> _Data shown_:
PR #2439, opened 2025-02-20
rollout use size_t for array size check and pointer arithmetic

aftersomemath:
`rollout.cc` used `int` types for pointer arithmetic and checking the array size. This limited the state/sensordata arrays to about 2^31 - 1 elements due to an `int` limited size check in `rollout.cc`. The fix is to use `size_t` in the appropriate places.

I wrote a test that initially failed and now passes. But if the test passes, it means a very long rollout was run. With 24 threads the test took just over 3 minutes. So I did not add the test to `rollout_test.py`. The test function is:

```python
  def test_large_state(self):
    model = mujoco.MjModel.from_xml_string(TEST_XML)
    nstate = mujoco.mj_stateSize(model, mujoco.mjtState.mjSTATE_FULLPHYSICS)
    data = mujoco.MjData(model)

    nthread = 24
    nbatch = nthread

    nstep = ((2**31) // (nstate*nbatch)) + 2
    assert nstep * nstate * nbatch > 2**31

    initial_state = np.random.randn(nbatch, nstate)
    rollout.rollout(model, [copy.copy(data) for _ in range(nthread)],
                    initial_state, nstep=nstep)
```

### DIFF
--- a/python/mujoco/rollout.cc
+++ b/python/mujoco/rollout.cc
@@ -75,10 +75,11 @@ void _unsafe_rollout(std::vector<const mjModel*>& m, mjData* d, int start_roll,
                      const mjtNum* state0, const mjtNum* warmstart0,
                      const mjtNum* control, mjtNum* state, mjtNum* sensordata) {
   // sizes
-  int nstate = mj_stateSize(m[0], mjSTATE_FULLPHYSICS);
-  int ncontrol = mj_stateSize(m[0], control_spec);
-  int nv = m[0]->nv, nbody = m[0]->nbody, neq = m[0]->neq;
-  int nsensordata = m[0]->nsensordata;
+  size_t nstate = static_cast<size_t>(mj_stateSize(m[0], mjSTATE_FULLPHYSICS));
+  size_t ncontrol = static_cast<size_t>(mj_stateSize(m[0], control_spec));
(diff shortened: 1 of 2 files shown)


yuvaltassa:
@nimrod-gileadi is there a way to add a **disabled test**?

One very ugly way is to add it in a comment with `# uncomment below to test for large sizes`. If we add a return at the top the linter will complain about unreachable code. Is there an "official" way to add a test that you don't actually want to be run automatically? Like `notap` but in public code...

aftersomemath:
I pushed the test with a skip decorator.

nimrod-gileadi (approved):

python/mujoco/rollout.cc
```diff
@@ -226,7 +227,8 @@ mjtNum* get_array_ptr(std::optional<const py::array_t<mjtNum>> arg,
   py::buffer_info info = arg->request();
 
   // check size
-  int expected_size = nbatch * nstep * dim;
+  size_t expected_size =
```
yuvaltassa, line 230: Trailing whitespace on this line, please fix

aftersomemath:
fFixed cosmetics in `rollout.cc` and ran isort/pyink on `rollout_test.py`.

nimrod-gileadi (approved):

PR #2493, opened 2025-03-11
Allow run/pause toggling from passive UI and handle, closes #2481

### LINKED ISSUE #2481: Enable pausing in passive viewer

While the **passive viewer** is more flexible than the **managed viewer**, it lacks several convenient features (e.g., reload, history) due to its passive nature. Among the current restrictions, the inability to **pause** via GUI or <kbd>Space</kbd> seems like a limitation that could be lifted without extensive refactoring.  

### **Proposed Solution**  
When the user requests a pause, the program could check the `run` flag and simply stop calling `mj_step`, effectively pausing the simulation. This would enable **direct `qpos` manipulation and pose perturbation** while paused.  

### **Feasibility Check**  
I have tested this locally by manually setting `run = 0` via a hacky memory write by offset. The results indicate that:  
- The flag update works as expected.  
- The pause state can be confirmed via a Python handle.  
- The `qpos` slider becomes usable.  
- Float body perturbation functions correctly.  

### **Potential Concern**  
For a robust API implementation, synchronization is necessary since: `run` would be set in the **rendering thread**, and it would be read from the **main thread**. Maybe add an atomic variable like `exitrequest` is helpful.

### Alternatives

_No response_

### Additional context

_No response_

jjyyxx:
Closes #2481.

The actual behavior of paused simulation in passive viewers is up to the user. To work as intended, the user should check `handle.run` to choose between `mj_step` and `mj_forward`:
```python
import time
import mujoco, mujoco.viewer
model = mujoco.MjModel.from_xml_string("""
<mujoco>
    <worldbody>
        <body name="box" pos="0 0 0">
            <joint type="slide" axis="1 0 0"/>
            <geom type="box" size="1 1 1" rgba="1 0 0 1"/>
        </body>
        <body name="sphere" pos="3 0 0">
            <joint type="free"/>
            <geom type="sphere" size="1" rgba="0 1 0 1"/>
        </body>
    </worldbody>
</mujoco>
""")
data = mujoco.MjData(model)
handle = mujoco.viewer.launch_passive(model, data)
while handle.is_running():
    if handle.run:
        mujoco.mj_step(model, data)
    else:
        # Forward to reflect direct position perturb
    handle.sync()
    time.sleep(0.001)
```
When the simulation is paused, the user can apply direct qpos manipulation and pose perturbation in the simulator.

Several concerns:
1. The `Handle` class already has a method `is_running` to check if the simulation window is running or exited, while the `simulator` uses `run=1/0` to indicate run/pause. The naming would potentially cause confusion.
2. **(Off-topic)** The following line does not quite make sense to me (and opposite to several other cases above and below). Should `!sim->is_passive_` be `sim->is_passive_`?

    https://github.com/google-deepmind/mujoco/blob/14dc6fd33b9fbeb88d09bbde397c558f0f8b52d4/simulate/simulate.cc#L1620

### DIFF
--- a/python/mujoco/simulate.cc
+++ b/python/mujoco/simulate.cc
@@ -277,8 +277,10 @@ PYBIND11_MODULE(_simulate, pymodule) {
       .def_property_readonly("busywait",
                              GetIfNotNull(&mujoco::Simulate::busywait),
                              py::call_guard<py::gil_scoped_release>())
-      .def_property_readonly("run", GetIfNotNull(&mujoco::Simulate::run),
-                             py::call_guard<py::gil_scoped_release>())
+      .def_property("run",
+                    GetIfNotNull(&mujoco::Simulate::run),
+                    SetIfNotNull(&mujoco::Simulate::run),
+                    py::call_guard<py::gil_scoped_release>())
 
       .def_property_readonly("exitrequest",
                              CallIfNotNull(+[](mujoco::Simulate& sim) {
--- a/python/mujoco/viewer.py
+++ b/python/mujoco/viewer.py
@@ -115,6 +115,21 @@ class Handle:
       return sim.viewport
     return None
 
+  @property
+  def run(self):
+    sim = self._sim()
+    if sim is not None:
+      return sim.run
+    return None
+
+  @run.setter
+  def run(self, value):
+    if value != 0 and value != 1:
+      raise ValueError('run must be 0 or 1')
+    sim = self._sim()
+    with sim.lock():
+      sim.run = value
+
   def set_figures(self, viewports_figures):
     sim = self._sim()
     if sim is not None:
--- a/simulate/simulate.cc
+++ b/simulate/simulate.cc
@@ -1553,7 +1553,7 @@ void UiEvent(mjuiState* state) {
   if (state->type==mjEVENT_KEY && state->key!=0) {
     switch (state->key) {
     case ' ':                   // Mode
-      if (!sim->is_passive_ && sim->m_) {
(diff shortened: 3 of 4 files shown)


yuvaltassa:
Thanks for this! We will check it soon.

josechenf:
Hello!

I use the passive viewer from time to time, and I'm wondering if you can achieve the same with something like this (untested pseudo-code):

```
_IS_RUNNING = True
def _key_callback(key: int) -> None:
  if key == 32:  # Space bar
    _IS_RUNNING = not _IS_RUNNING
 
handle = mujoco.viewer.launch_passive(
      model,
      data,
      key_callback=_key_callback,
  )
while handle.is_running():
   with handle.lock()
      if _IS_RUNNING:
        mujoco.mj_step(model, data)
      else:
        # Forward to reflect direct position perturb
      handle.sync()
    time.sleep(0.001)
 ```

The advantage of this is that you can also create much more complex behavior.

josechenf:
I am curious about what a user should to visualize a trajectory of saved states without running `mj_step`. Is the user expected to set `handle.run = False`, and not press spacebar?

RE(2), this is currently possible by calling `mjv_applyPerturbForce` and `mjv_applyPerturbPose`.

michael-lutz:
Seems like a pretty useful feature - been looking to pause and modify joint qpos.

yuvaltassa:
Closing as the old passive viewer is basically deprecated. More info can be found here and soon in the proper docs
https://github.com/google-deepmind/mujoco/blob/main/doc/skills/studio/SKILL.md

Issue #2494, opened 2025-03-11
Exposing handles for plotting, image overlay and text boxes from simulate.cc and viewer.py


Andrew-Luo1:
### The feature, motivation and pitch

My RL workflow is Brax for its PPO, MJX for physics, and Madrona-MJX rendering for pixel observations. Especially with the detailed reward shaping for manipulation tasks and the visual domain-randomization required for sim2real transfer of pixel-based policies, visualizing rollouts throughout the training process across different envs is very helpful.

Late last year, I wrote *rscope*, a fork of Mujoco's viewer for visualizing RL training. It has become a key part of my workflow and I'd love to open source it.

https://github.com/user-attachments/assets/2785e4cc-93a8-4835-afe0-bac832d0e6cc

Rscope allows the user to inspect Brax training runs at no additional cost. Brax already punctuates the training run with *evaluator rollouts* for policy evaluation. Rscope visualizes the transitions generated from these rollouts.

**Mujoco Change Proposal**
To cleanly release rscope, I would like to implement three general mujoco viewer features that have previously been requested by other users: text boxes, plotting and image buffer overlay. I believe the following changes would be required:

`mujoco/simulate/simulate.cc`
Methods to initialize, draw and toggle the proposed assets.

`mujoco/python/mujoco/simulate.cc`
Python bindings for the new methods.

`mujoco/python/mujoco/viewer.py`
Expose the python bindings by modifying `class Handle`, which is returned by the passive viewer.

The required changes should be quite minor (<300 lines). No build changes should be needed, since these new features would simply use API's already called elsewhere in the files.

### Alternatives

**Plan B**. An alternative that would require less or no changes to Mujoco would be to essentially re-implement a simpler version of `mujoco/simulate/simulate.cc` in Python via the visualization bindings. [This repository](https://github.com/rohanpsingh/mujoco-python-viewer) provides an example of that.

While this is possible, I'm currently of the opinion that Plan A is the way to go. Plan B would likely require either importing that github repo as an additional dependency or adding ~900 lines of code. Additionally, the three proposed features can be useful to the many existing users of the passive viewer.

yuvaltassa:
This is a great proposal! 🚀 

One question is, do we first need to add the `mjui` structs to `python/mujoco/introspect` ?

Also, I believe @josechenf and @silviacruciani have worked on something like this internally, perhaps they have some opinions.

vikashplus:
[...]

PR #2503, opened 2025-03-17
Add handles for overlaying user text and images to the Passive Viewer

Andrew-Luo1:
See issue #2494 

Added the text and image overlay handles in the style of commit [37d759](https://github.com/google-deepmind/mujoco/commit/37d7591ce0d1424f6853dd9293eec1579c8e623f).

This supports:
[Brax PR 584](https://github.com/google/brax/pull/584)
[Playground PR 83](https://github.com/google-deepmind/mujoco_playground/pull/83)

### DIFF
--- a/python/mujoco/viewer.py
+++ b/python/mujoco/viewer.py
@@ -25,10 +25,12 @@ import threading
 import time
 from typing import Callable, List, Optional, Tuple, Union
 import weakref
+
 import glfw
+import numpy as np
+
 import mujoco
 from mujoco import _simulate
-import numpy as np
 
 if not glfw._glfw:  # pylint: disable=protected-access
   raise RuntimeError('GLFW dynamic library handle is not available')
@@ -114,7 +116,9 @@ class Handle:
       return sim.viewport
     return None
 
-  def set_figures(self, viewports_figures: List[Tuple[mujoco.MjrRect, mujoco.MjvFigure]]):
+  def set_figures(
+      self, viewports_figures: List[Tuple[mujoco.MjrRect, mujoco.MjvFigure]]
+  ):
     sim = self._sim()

> _Aim of the task_: Write out the listing's lines exactly, from its first line through the line that contains "the appropriate places.", and stop there.

> _The completed task_:
PR #2439, opened 2025-02-20
rollout use size_t for array size check and pointer arithmetic

aftersomemath:
`rollout.cc` used `int` types for pointer arithmetic and checking the array size. This limited the state/sensordata arrays to about 2^31 - 1 elements due to an `int` limited size check in `rollout.cc`. The fix is to use `size_t` in the appropriate places.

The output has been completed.